What to produce
Output a verbatim copy of the data, cut off after the line that contains "posted by @relativisticelectron".

[Extracted records]
+---+
Issue #1627, opened 2022-03-08
UIUX: Improvement of balance display


moneymanolis:
Once #1580 is merged:

![image](https://user-images.githubusercontent.com/60378539/157185870-e995e0d9-10c3-4197-837c-4a09a5af081b.png)
It would be even nicer if the amounts would be aligned such that the decimal separator is at the same x position.   And for completeness the unit  (tBTC) after each amount would be good too.

_Originally posted by @relativisticelectron in https://github.com/cryptoadvance/specter-desktop/pull/1580#discussion_r821382127_

moneymanolis:
Quoting relevant comments from @cypherhoodlum and his PR (already a lot of CSS etc. groundwork in there) here as well:

https://github.com/cryptoadvance/specter-desktop/pull/1580#issuecomment-1075713089
https://github.com/cryptoadvance/specter-desktop/pull/1580#issuecomment-1075749817
https://github.com/moneymanolis/specter-desktop/pull/1

k9ert:
The last two boxes could be ticked by @cypherhoodlum PR here: https://github.com/moneymanolis/specter-desktop/pull/1

moneymanolis:
Yes, the main CSS approach is already in there.
But: x position is not fixed by it (only looks like it since the amounts have the same length)
And also, I am not completely sure whether the approach is the best regarding readability. Since this is a very important element, I think it is worth giving it a bit more thought. 
Tagging @kdmukai here as well, the master of seed signer balance displaying.

cypherhoodlum:
It seems this issue requires the #1580 to be merged into the master branch first:
<img src="https://user-images.githubusercontent.com/82510823/160277064-f4fd25d2-4566-43e3-9f4c-dfe04f1cd812.png" width="600" />
Or is there something I'm missing @k9ert @moneymanolis?

moneymanolis:
@cypherhoodlum #1580 is close to be merged. Finally, the CI worked again.

cypherhoodlum:
Good to hear, seemed like some nasty problems. I will finish styling the balance display once #1580 is fully merged.

moneymanolis:
fyi @cypherhoodlum: #1580 has been merged

cypherhoodlum:
Sorry, it's been a while. I'm starting to think the fixed x position based on the decimal point is too ambitious given all that's happening in the balances display. Here's how my proposal looks right now:

[...]

PR #1841, opened 2022-08-16
UI: Better Balance display

relativisticelectron:
See https://github.com/cryptoadvance/specter-desktop/issues/1627

A unified display for wallets and summed total balances:

- number alignment at the decimal point
- code has flexible truncating, currently with `maximum_digits_to_strip=7` and `minimum_digits_to_strip=6`
- Better satoshi counting enabled by default with `enable_digit_spaces_for_counting=True`

**Before:**
image

**Now:**
image
image
image

**Liquid:**
Screenshot_20220817_080754
image

Todo:
- [x]  $ amount
- [x] number alignment for liquid assets
- [x] make Satoshis counting better
- [x] refactor code for better readability


k9ert:
LGTM. I've added a small example page in the devhelper for the macro in order to get a better understanding of how the macro is working. Requested @moneymanolis for review as i don't want to merge UI specific stuff anymore.

relativisticelectron:
> LGTM. I've added a small example page in the devhelper for the macro in order to get a better understanding of how the macro is working. Requested @moneymanolis for review as i don't want to merge UI specific stuff anymore.

Thanks for the better documentation. I also added/copied a better argument description directly at the macro documentation.  

TBH: I do not get the concept of the dev extension. I have never used it and it is very counterintuitive to me. For me there are 2 places to put dev help:

1. The doc strings, or comments directly in the code (anyone looking at the code will see it)
2. The doc folder for something more general/ more extensive

k9ert:
> TBH: I do not get the concept of the dev extension. It is very counterintuitive to me. 

I can't claim that i have a fixed best practise definition of what the dev-extension is or should be. It started when i realized in some project where i used the [SB Admin template](https://startbootstrap.com/template/sb-admin), that it would be helpful to have the demo-pages available in my application right away. I could compare very easily my production-code with the demo-template-code within the same application. As i had a notion of a user and users could be "admin", i made it available to admin-users.

Also i think that (frontend-) development should be better supported and tested. As running code is more important than comprehensive documentation (see [agile manifesto](https://agilemanifesto.org/)) i thought that if we try to split up the frontend in smalller pieces/components/macros, it would be good to have a place where you can not only read about it in theory, but see it in action AND in isolation.

Anyway, the python-console is a great idea and i would suggest to put it into the dev-extension first. In that case it would only work in dev but than later on, we could potentially create a dedicated extension which one could use in prod. However i'm not yet sure whether it's a good idea to ship that by default (in prod).

relativisticelectron:
> image

@moneymanolis : I somehow fail in css to put the light-bulb right of the "Immature". I think even underneath is acceptable, but if you know a way, that would be great.

moneymanolis:
This PR is on my list for tomorrow, will check it out.

src/cryptoadvance/specter/util/common.py
```diff
@@ -29,6 +29,53 @@ def snake_case2camelcase(word):
...
+        break
+
+    if count_digits_that_can_be_stripped >= minimum_digits_to_strip:
+        for i in reversed(range(len(formatted_amount))):
+            if (
+                formatted_amount[i] == "0"
+                and len(formatted_amount) - i <= maximum_digits_to_strip
+            ):
+                # replace with https://unicode-table.com/en/2007/
+                formatted_amount = replace_substring(formatted_amount, i, 1, " ")
```
moneymanolis, line 63: Why not use `\u2007` in
grafik ?
Thus:` replace_substring(formatted_amount, i, 1, "\u2007")`
As you can see, GitHub's front end is already not even showing the figure space. Same for below with `\u2008`.

moneymanolis: Also: Did you have specific reasons to choose those unicode space types? I just found out that there are 20 different types.

relativisticelectron: Yes, I chose the spaces such, that they are equivalent in width to a number https://unicode-table.com/en/2007/  https://en.wikipedia.org/wiki/Figure_space and equivalent to a Punctuation https://unicode-table.com/en/2008/. 

> Why not use `\u2007` in

I'll try that.

moneymanolis: Cool. As for Cypress, just ignore it for now, it's just flakiness.

src/cryptoadvance/specter/util/common.py
```diff
@@ -29,6 +29,53 @@ def snake_case2camelcase(word):
     return "".join(x.capitalize() or "_" for x in word.split("_"))
 
 
+def replace_substring(text, start_position, replace_length, new_str):
+    return text[:start_position] + new_str + text[start_position + replace_length :]
+
+
+def satamount_formatted(value):
```
moneymanolis, line 36: Wouldn't it make sense to rename this to sth. more generic, like `convert_to_sats`or simply `satamount` and add a check whether the value is a float or a string and then return `"{:,.0f}".format(round(float(value) * 1e8))` (if value is a string) or  `"{:,.0f}".format(round(value * 1e8))` (if value is a float). We could then also reuse this function in other filters like `btcunitamount`.

moneymanolis:
I am just throwing in the Seed Signer display to discuss whether we want to add any colouring and whether we want to strip starting zeroes (as of now there is only the possibility of stripping trailing zeroes). I like the approach in this PR so far with  using two different spacings to easily identify the sats amount (the spacings are basically what Seed Signer is achieving with the different colours). For example, one can easily identify 140k sats in the unconfirmed row below. Would it add anything to color the leading 0s in this case? Any other use cases for colouring for us when sticking to the spacings approach?
I am also tagging @kdmukai. 

grafik

grafik

relativisticelectron:
Coloring, I think, is a good idea.  Removing the left 0's, is nice to look at, but mathematically wrong.

moneymanolis:
> Seedsigner has spacing + coloring

If there is spacing, I can't see it :-)

My suggestion would be to perhaps color in grey if the first two digits are 0s. So those in italic here would be grey: _0, 00_ 154 000 BTC

Could be done with sth. like this:
https://stackoverflow.com/questions/31803300/coloring-the-text-depending-on-numeric-value-using-css

relativisticelectron:
> > Seedsigner has spacing + coloring
> 
> If there is spacing, I can't see it :-)

I visualized here the spacings between blocks (left) and inside a block (right)
image

src/cryptoadvance/specter/util/common.py
relativisticelectron: > return `"{:,.0f}".format(round(float(value) * 1e8))` (if value is a string) or `"{:,.0f}".format(round(value * 1e8))` (if value is a float).

Isn't this already covered with the current implementation?

> Wouldn't it make sense to rename this to sth. more generic, like `convert_to_sats`or simply `satamount`

OK.

moneymanolis: I wouldn't take chances with floats, they are scary, perhaps you are right, I would rather make it more explicit. 
If you want to stress that the function returns a string, rather use type hints. I can change it if you want and push it. I am also writing tests as I go through the review.

relativisticelectron: > I can change it if you want and push it.

great.  I think later we can add also coloring.

kdmukai: Shouldn't use floats at all. The `Decimal` class and its `quantize` method are the only precise way to handle digits below the decimal point.

kdmukai: > Wouldn't it make sense to rename this to sth. more generic, like `convert_to_sats`or simply `satamount` and add a check whether the value is a float or a string and then return `"{:,.0f}".format(round(float(value) * 1e8))` (if value is a string) or `"{:,.0f}".format(round(value * 1e8))` (if value is a float). We could then also reuse this function in other filters like `btcunitamount`.

Either case sounds like a mess. I'm not familiar with how the `value` data is passed around by the time it gets here, but values should internally be represented as integer sats. If some other call further back is changing ints to floats or strings, then instead of having two interpretations (int -> float -> str; int -> str -> str), the prior formatting functions should be altered or avoided so that this is the only conversion to str.

kdmukai:
SeedSigner adds a 2-pixel spacer between each group, but it's only there as the subtlest possible hint to the eye to help differentiate the shades of gray (each shade of gray is not as visually distinct from its neighbor as the screenshot would suggest, which defeats the point of the gradation). On the tiny 1.3" screen it's more a psychological/perceptual trick than anything else.

Definite ACK on aligning the amounts.

But passionate NACK on the "sat comma-as-spaces"-style grouping (my full reasoning [here](https://bitcoinmagazine.com/culture/bitcoin-vs-sats-denomination-why-both)). One thing I didn't note in that article is that my eye always lands on the middle group of numbers due to the visual separation. So I end up having to scan backwards to find the decimal point and then can scan forward again.

I would want an option to decide how those 8 digits below the decimal place are displayed, which would actually open up even more possibilities (sat comma, sat comma-as-spaces, no treatment, btc|sats hybrid, truncate zeros (barf!)).

Does this formatting apply everywhere that an amount is displayed or is it just for this one display? It would seem too inconsistent to me to make such an opinionated change on the main display but not have that applied across the entire UI.

moneymanolis:
@stepansnigirev made the point that we should also think about copy and pasting amounts. For example, in our own send dialogue we'd run into a front end amount warning if we'd use the filter there and copy and pasted:

grafik

Also because of this, how about using two colors, e.g. like so: 

grafik

moneymanolis:
My suggestion would be: We can merge this PR pretty soon and don't change too much but set `enable_digit_spaces_for_counting` to False in the filter. Then we can decide whether it is worth it to do the extra work (and how difficult it is) to use colouring. I don't think it is a great idea to switch between spaces and colours too often (well, depending on fast we release but still). The copy & pasting problem is actually a red flag for me to use the spacing.

src/cryptoadvance/specter/util/common.py
moneymanolis: The original source of the amounts is Bitcoin Core which uses floats.

relativisticelectron:
> set `enable_digit_spaces_for_counting` to False

agreed. Copy&Pasting must be preserved.

> Also because of this, how about using two colors, e.g. like so (just realising that this is the Seed Signer approach above again):
> 
> grafik

I will implement the coloring and then we can evaluate if it should be used.  If not, then I will still leave it as a (by default disabled) feature in the function, to (perhaps) be used later.




> But passionate NACK on the "sat comma-as-spaces"-style grouping (my full reasoning [here](https://bitcoinmagazine.com/culture/bitcoin-vs-sats-denomination-why-both)). One thing I didn't note in that article is that my eye always lands on the middle group of numbers due to the visual separation. So I end up having to scan backwards to find the decimal point and then can scan forward again.

I like your "why-not-both" approach. This could perhaps be explored in a future PR.

relativisticelectron:
image

- the copy&paste problem is now solved (both for stripping 0's and for in betwen the digits)
- digit spacing and colors defined in css

relativisticelectron:
> Nice collaborative iteration!

yes, thanks for the input.



> One other minor note: "Summed" is a slightly odd word choice here. Technically correct, but is maybe more common for British English? "Combined Wallet Balance" is a more natural fit.

done

moneymanolis:
We had a discussion in the dev chat to start avoiding `round(float()) ` and instead use this https://docs.python.org/3/library/decimal.html). I'd rather do this in one go with all the filters, common functions etc. But, if someone one wants to directly start with replacing `round(float()) `  in this PR, go for it.

relativisticelectron:
> I'd rather do this in one go with all the filters, common functions etc.

agreed. Then problems can be solved in a consistent way.

kdmukai:
Submitted a PR to @relativisticelectron's branch. I haven't suggested changes this way before, but it should work that if you merge my PR into your branch, those changes will make it here.

kdmukai:
`satamount_formatted` suggests that `value` could be a string. Is that really possible? Or is it always a float? Ideally we'd start adding type hints to the input args.

If it can be str or float, looks like we'd have to do:
```
from typing import Union
def satamount_formatted(value: Union[float, str]) -> str
```

src/cryptoadvance/specter/templates/wallet/history/components/total_wallet_balances.jinja
```diff
@@ -1,113 +1,166 @@
...
-            <button type="button" class="btn" style="margin: auto;" onclick="showPageOverlay('liquid-assets-registry')">{{ _("Show assets list") }}</button>
-        </small>
-        <br>
-        {% endif %}
     </div>
-    {% if wallet.rescan_progress or specter.utxorescanwallet == wallet.alias %}
+    {% if rescan_progress or specter.utxorescanwallet == alias %}
         <span id="wallet_rescan_data" style="display: contents;">
-            <h2>Rescanning blockchain: <span id="{{ wallet.alias }}_balances_wallet_rescan_percents">{{ "%.2f"|format(specter.info["utxorescan"] if specter.utxorescanwallet == wallet.alias else wallet.rescan_progress * 100) }}</span>%</h2>
+            <h2>Rescanning blockchain: <span id="{{ alias }}_balances_wallet_rescan_percents">{{ "%.2f"|format(specter.info["utxorescan"] if specter.utxorescanwallet == alias else rescan_progress * 100) }}</span>%</h2>
```
moneymanolis, line 163: I don't get this (also in the code beforehand): Shouldn't it be the other way around? Show the lengthier rescan progress if a full rescan has been launched and if not show the progress of the quicker UTXO rescan? Otherwise, it might be confusing to users who think they are already done when looking at the UTXO scan.
So, in pseudo-code: 
if rescan_progress then show rescan_progress * 100 else show specter.info["utxorescan"]

moneymanolis: Or why not just have to separate h2-tags for the complete rescan and the UTXO scan only?

relativisticelectron: good question.

> Or why not just have to separate h2-tags for the complete rescan and the UTXO scan only?

Yeah.... would makes things much clearer.

src/cryptoadvance/specter/util/common.py
```diff
@@ -33,16 +34,16 @@ def replace_substring(text, start_position, replace_length, new_str):
     return text[:start_position] + new_str + text[start_position + replace_length :]
 
 
-def satamount_formatted(value):
+def format_btc_amount_as_sats(value: Union[float, str]) -> str:
```
moneymanolis, line 37: This is even less generic now, we can leave it like this and rename when doing the whole Decimal thing.

moneymanolis: The type hints are great!

src/cryptoadvance/specter/templates/wallet/history/components/total_wallet_balances.jinja
moneymanolis: OK, I'll change that then.

moneymanolis:
The latest version of the PR no longer ensures that we are aligned along the decimal point. For example, when we have at least six 0s (we currently strip the 0s then) the display looks this (see immature, I have the coloring turned on manually):
grafik
I think the reason for this is:

```
    formatted_amount = re.sub(
        r"(\u2007|\u2008)", r'<span class="unselectable">\1</span>', formatted_amount
    )
```

We are wrapping the unicode spaces around HTML here, but HTML ignores all spacing. CSS should come to the rescue. I think we just need to add sth. to the class `unselectable` which creates the same space. 

See also: 
https://developer.mozilla.org/en-US/docs/Web/API/Document_Object_Model/Whitespace#html_largely_ignores_whitespace

moneymanolis:
I don't understand why we are not keeping the great colouring (with little spaces as the default). It is STRICLY better than not having it. Readability is improved so much with it. @k9ert what do you think?

moritzwietersheim:
Would also go without coloring, but really like the coloring, makes it very clear. 
Great PR @relativisticelectron - i am such a fan of well formatted UI (and spreadsheets 🤓) ... and @kdmukai has obviously done a ton of obsessing on this over at Seedsigner. So cool to see!

I recently used Ledger Live & Trezor Suite - and it's really sad to use, basically not even SATs displayed...and so on...

relativisticelectron:
> @relativisticelectron The latest version of the PR no longer ensures that we are aligned along the decimal point. For example, when we have at least six 0s (we currently strip the 0s then) the display looks this (see immature, I have the coloring turned on manually): grafik I think the reason for this is:
> 
> ```
>     formatted_amount = re.sub(
>         r"(\u2007|\u2008)", r'<span class="unselectable">\1</span>', formatted_amount
>     )
> ```
> 
> We are wrapping the unicode spaces around HTML here, but HTML ignores all spacing. CSS should come to the rescue. I think we just need to add sth. to the class `unselectable` which creates the same space.
> 
> See also: https://developer.mozilla.org/en-US/docs/Web/API/Document_Object_Model/Whitespace#html_largely_ignores_whitespace

I cannot reproduce the   shift you see. For me it looks like:
image
and without formatting:
image

tested in Firefox and Chromium in Linux

kdmukai:
While we're talking about alignment, has anyone tried seeing how it looks if the labels (e.g. "Total amount:") are right-justified so the colons all align?

relativisticelectron:
> While we're talking about alignment, has anyone tried seeing how it looks if the labels (e.g. "Total amount:") are right-justified so the colons all align?

image

I don't think this is an improvement.

relativisticelectron:
> I don't understand why we are not keeping the great colouring (with little spaces as) the default. It is STRICLY better than not having it. Readability is improved so much with it.

Fine by me. We should in a followup PR also take this formatting for all other amounts too.

moneymanolis:
@relativisticelectron I think I already found an easy way to fix the alignment again, will push later.

relativisticelectron:
> @relativisticelectron I think I already found an easy way to fix the alignment again, will push later.

something like: https://www.w3docs.com/snippets/html/how-to-render-an-html-string-preserving-spaces-and-line-breaks.html

moneymanolis:
> We should in a followup PR also take this formatting for all other amounts too.

Should be pretty easy to do that once we've settled on the filters etc. Could be done in this PR IMO as well. Let's see.

relativisticelectron:
> Should be pretty easy to do that once we've settled on the filters etc. Could be done in this PR IMO as well. Let's see.

Some of the btc amount formatting is done in javascript. https://github.com/cryptoadvance/specter-desktop/pull/1862 groups at least this javascript into functions.

relativisticelectron:
> @relativisticelectron I think I already found an easy way to fix the alignment again, will push later. I just used &nbsp.

Hmm...  I just hope this will later not become a problem, when we switch fonts and https://unicode-table.com/en/00A0/ and digits do not have the same width.

kdmukai:
> > While we're talking about alignment, has anyone tried seeing how it looks if the labels (e.g. "Total amount:") are right-justified so the colons all align?
> 
> image
> 
> I don't think this is an improvement.

I like it better, but I've had enough strong opinions for one PR!

moneymanolis:
I double-checked again:

grafik

moneymanolis:
Found this:
grafik

Source: https://en.wikipedia.org/wiki/Whitespace_character#Unicode

So, I'd just use` &numsp; ` and `&puncsp;`

relativisticelectron:
> "spaces at the beginning and end of an element are removed"

Since spaces are a problem on Mac, I pushed [6be6f09](https://github.com/cryptoadvance/specter-desktop/pull/1841/commits/6be6f0977aa6c20889b8b84c52a8dfd6ff92e62a) to now just make the 0's transparent. It works just as well, and the python function actually got easier to understand.

moneymanolis:
https://github.com/cryptoadvance/specter-desktop/pull/1841/commits/6be6f0977aa6c20889b8b84c52a8dfd6ff92e62a works like a charm. Great solution! 
I am still not sure whether we should inject HTML via Python, though, but it works pretty well, so I am fine with that.

I will write some tests now for the current status of `format_btc_amount()`. The actual rendering could be tested indirectly by letting Cypress click around in the dev helper:

grafik

But, I'll have to check whether this is going smoothly with the authentication. The alternative would be to insert a little check in one of the existing tests where we have balances.

relativisticelectron:
> I am still not sure whether we should inject HTML via Python, though, but it works pretty well, so I am fine with that.

I think ideal would be to move this function to javascript. Then it could be used later for dynamically loaded formatting too.

moneymanolis:
> Could we agree on font-size: 1.0em? I think font-size: 1.1em is just too big.

My thinking was: The balance display is now very nice to look at and with the colouring it appears a bit smaller. But, as you wish!

moneymanolis:
TODOs that I see:

- [ ] Check how the displays for Liquid look like
- [ ] At least a little bit of front end testing / checking of the rendering

moneymanolis:
> I think ideal would be to move all this amount and unit formatting to javascript. Then it could be used later for formatting dynamically loaded amounts too. However this can be done in a followup PR...

Or we use both, let's see, I also need to check your PR (https://github.com/cryptoadvance/specter-desktop/pull/1862) first to get a better understanding of how much dynamically loaded amounts we are actually talking about.

relativisticelectron:
> TODOs that I see:
> 
>     *  Check how the displays for Liquid look like

image

moneymanolis:
@relativisticelectron I'll work on the Cypress testing of the PR today.

moneymanolis:
@relativisticelectron can I change the transparent class to: 
```
.transparent-text{
    opacity: 0;
}
```
You had used` #00000000` which is using black and then applying the opacity of 0 I think. 
This would make it easier to read and - more importantly - Cypress is picking an opacity of 0 up as "not visible" (see here: https://github.com/cypress-io/cypress/pull/8244)

relativisticelectron:
Sure. Thanks for working on the tests.

relativisticelectron:
Bringing the coloring also to the sats Unit:
image

tests/test_util_common.py
```diff
@@ -76,10 +76,22 @@ def test_format_btc_amount():
 
 def test_format_btc_amount_as_sats():
     btc_amount = 0.00560000
-    assert format_btc_amount_as_sats(btc_amount) == "560,000"
```
moneymanolis: I would have left those tests and used `format_btc_amount_as_sats(btc_amount, enable_digit_formatting=False)` or if we change the default (see other comment by me in the PR), change accordingly, in any case makes sense to test **both**.

moneymanolis:
> Bringing the coloring also to the sats unit: image

Cool, that you also implemented this for the sats amount, but I would not enable the `digit_formatting` here by default. With the new great layout for BTC amounts, users in all likelihood will only change to sats as unit if they have smaller amounts of I guess 1 mio. sats or less. If you really want to keep it as default, I would at least change the colours to make them distinctively different from those used for the BTC amounts.

moneymanolis:
Regarding the Cypress tests for this PR: To make them reliable we'd need to deactivate the automatic mining in the Cypress tests (which doesn't seem to be necessary anyway). Otherwise, we have some sort of race condition, if the mining is fast the wallets involved have larger balances and vice versa. So far, I didn't manage to achieve that despite it looking so simple: Just using the` --no-mining ` or other changes to the mining loop in `cli_noded.py` always break the test setup for me.

tests/test_util_common.py
relativisticelectron: > in any case makes sense to test **both**.

yes.

relativisticelectron:
> Cool, that you also implemented this for the sats amount, but I would not enable the `digit_formatting` here by default.

ok. Can you disable it?

moneymanolis:
> > Cool, that you also implemented this for the sats amount, but I would not enable the `digit_formatting` here by default.
> 
> ok. Can you disable it?

OK, will do in the next commit.

tests/test_util_common.py
moneymanolis: OK, I'll commit this as well in the next commit.

moneymanolis:
@k9ert can you please check https://github.com/cryptoadvance/specter-desktop/pull/1841/commits/fc845892a2067b3dd053a95429a01d4766eb0ec9

k9ert:
> @k9ert can you please check https://github.com/cryptoadvance/specter-desktop/commit/fc845892a2067b3dd053a95429a01d4766eb0ec9

LGTM

moneymanolis:
@relativisticelectron - just fyi: I had a discussion with @k9ert on how to resolve the failing tests. Using the `--no-mining` flag creates more headaches then anticipated, we still need it to run the Cypress tests for this PR reliably. We will merge as soon as this issue is resolved. I really like this PR now. Great (team-) work!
+---+
Exercise result
Issue #1627, opened 2022-03-08
UIUX: Improvement of balance display


moneymanolis:
Once #1580 is merged:

![image](https://user-images.githubusercontent.com/60378539/157185870-e995e0d9-10c3-4197-837c-4a09a5af081b.png)
It would be even nicer if the amounts would be aligned such that the decimal separator is at the same x position.   And for completeness the unit  (tBTC) after each amount would be good too.

_Originally posted by @relativisticelectron in https://github.com/cryptoadvance/specter-desktop/pull/1580#discussion_r821382127_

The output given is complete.